== EXERCISE DIRECTIONS ==
Whenever "shortened" appears in a line, please copy that line from the data.

BEGIN DATA RECORDS

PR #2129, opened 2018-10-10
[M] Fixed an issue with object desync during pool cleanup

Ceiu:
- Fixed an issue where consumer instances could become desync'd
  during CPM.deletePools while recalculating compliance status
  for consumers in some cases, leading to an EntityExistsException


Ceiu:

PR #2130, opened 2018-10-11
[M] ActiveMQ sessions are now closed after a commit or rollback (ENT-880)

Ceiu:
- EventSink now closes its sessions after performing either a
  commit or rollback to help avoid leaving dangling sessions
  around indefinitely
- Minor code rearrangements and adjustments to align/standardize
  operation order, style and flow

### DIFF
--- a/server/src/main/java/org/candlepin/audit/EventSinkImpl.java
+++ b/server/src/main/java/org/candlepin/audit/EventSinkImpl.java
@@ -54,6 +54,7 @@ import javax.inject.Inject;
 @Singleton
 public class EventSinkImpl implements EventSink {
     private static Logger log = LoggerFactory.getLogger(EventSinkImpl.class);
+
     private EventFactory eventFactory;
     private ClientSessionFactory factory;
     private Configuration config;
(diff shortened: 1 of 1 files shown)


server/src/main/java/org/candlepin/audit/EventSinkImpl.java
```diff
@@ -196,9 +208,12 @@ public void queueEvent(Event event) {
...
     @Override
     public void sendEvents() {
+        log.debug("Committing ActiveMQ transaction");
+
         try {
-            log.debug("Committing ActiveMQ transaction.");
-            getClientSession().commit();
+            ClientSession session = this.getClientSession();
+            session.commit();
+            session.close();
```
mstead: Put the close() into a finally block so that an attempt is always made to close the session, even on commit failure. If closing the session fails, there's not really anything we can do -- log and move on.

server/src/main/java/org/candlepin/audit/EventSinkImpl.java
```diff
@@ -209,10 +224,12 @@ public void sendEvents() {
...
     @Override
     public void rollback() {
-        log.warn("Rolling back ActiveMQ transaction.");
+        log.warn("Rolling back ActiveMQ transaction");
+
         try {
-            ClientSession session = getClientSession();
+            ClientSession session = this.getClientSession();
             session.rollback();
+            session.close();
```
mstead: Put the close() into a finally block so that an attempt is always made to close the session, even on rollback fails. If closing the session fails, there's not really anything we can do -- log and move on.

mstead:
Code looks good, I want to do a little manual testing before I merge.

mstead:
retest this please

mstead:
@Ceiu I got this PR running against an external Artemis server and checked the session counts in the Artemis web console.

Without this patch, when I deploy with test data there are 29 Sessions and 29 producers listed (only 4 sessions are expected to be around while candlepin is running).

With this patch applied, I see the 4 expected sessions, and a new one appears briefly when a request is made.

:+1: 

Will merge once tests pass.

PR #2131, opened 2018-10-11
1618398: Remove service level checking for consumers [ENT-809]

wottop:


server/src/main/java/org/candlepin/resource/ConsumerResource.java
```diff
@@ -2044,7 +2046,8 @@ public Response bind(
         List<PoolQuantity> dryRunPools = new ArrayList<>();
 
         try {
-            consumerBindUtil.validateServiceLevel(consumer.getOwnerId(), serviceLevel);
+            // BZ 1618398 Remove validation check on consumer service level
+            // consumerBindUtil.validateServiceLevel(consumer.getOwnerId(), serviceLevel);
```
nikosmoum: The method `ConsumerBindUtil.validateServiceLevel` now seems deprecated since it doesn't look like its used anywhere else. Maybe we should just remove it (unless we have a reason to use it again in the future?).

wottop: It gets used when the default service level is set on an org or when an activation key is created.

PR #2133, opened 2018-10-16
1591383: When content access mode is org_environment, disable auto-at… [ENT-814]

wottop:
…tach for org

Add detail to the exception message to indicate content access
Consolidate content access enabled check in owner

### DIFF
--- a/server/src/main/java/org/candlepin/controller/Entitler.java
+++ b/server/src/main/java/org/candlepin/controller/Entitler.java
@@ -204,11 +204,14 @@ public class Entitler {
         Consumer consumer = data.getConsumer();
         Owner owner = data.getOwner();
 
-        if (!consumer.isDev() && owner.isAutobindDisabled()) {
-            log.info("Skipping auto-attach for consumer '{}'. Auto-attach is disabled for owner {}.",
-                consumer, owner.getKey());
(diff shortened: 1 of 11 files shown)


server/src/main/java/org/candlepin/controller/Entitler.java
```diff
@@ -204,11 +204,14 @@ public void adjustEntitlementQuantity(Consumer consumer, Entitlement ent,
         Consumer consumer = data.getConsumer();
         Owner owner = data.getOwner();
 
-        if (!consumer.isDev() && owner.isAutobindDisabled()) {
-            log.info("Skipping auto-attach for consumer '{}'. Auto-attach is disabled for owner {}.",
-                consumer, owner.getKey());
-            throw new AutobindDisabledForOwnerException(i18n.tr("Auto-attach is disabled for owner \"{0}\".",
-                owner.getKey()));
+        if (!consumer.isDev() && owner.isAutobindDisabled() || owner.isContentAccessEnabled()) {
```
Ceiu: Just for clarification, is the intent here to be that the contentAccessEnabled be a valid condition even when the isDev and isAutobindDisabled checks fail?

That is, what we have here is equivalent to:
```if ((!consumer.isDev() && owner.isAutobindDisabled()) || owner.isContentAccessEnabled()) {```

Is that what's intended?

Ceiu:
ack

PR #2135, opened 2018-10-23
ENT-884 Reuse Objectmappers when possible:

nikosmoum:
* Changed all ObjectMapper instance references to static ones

END DATA RECORDS

== REPLY TO THE TASK ==
(diff shortened: 1 of 1 files shown)
(diff shortened: 1 of 11 files shown)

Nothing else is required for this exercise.